REQUIREMENT: Within the material below, filter for lines that hold the word "RegisterListenersPassTest".

INFORMATION SHOWN:

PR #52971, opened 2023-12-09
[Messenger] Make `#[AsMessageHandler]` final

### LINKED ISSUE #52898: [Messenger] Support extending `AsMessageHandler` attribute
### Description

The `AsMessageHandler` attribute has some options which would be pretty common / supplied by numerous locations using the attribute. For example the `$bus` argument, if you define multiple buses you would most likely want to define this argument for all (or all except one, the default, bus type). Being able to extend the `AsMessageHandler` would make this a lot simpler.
* * *
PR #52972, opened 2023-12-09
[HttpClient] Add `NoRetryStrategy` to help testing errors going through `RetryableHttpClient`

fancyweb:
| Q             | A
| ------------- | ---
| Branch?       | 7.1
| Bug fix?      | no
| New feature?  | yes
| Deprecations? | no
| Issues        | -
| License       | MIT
...
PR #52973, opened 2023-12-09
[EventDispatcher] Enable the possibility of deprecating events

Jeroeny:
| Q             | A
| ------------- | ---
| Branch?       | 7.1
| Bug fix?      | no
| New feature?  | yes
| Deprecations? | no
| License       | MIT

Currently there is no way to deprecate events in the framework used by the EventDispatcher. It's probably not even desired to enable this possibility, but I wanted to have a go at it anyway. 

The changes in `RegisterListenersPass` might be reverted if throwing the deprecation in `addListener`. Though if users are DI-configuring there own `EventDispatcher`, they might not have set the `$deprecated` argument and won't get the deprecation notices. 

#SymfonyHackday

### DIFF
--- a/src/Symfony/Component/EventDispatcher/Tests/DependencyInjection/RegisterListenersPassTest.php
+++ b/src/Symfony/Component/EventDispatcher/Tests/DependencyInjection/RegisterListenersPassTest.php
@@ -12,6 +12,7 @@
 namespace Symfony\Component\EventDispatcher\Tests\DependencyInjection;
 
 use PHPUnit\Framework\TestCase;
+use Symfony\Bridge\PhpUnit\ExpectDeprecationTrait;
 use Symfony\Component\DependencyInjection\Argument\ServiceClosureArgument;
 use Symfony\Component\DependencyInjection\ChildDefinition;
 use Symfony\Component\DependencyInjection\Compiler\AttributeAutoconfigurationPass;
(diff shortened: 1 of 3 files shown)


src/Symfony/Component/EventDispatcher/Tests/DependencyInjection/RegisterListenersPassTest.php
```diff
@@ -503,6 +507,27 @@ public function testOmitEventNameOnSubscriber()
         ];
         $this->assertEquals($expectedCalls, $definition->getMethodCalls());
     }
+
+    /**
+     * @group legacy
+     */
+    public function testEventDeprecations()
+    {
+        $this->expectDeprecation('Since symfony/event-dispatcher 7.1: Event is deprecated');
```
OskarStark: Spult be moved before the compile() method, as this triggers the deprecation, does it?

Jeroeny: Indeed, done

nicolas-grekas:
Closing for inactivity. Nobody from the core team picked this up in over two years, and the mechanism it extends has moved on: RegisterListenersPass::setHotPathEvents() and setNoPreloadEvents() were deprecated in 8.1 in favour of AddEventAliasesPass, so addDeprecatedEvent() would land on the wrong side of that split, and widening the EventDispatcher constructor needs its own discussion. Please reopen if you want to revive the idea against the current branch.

TASK RESULT:
--- a/src/Symfony/Component/EventDispatcher/Tests/DependencyInjection/RegisterListenersPassTest.php
+++ b/src/Symfony/Component/EventDispatcher/Tests/DependencyInjection/RegisterListenersPassTest.php
src/Symfony/Component/EventDispatcher/Tests/DependencyInjection/RegisterListenersPassTest.php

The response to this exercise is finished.